Маяковский не был семейственным человеком, но он любил людей. «Не вы – не мама Альсандра Альсеевна. Вселенная вся семьею засеяна» – это не было только стихотворной строчкой, это было прямым заявлением о всемирности своего родства. И именно к маме обратился он с таким заявлением. Он сторонился быта, его традиционных форм, одной из главных между которыми была семейственность. Но без близости людей ему было одиноко. И он выбрал себе семью, в которую, как кукушка, залетел сам, однако же не вытесняя и не обездоливая ее обитателей.

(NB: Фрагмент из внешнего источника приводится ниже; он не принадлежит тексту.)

PR #238, opened 2020-01-16
Feature/optimize cclow user downloads

tsubik:
Something weird with AR (when querying Legislation with time range and passing that into CSV exporter), so resetting Active Relation before passing it to CSV exporter objects.

Also, I'm adding some simple controller specs.

### DIFF
--- a/spec/factories/litigations.rb
+++ b/spec/factories/litigations.rb
@@ -35,10 +35,6 @@ FactoryBot.define do
     at_issue { 'At issue Lorem ipsumumum' }
     visibility_status { Litigation::VISIBILITY.first }
 
-    factory :published_litigation do
-      visibility_status { 'published' }
-    end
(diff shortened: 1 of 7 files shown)


spec/factories/litigations.rb
```diff
@@ -35,10 +35,6 @@
     at_issue { 'At issue Lorem ipsumumum' }
     visibility_status { Litigation::VISIBILITY.first }
 
-    factory :published_litigation do
```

Наоборот, это чужое, казалось бы, гнездо он охранял и устраивал, как свое собственное устраивал бы, будь он семейственником. Гнездом этим была семья Бриков, с которыми он сдружился и прожил всю свою творческую биографию.
Я помню, как в пятнадцатом году он познакомил меня с ними в Ленинграде, тогдашнем еще Петрограде, чиновном, струнно натянутом, великосветском. Блистание и выправка с еще Петровского времени присущи были городу. Ровность проспектов, каменность монументов, огни – делали его похожим на огромный драгоценный самоцвет, искрящийся, переливающийся ровно ограненными плоскостями. Маяковский был уже в некоторой славе. Он печатался в «Сатириконе», о нем писали статьи, по большей части ругательные и насмешливые.
И вот я был введен им в непохожую на другие квартиру, цветистую от материи ручной раскраски, звонкую от стихов, только что написанных или только что прочитанных, с яркими жаркими глазами хозяйки, умеющей убедить и озадачить никогда не слышанным мнением, собственным, не с улицы пришедшим, не занятым у авторитетов. Мы – я, Шкловский, кажется, Каменский – были взяты в плен этими глазами, этими высказываниями, впрочем, никогда не навязываемыми, сказанными как бы мимоходом, но в самую гущу, в самую точку обсуждаемого. Это была Лиля Юрьевна Брик, ставшая с той поры главной героиней стихов Маяковского.
Осип Максимович Брик был со своей стороны неожиданен и покоряющ. Редко высказывающийся, но высказывающийся со всей резкостью суждения, он обращал на себя внимание не сразу, не с первого взгляда. Но когда раздавался его голос, то все как-то особенно внимательно к нему прислушивались. А. В. Луначарский впоследствии, шутливо критикуя наш «Леф», заметил, что все мы, участники журнала, похожи на разбойников искусства именно потому, что у французских средневековых разбойников был свой патер, отпускавший им заранее грехи прошлые и будущие, на основании Священного писания.
Брик был великолепно оснащен знаниями как теории искусства, так и классиков марксизма. Им был издан тогда еще, до революции, альманах «Взял», открывавшийся антивоенным стихотворением Маяковского «Вам, которые в тылу». Помню, там же была и статья О. М. Брика, много помогшая мне разобраться в суждениях о назначении искусства. Статья эта – о хлебе насущном и о кондитерских изделиях поэзии – положила грань между эстетикой символистов и эстетикой нового ощущения искусства. Помню еще, как замечательно разрешил Осип Максимович вопрос о том, как писать и что писать, сведя его к простому третьему: для чего писать. Вообще Осип Максимович был кладезем премудрости, и Маяковский как-то совершенно серьезно сказал мне: «Почему вы не напишете поэму о Брике?»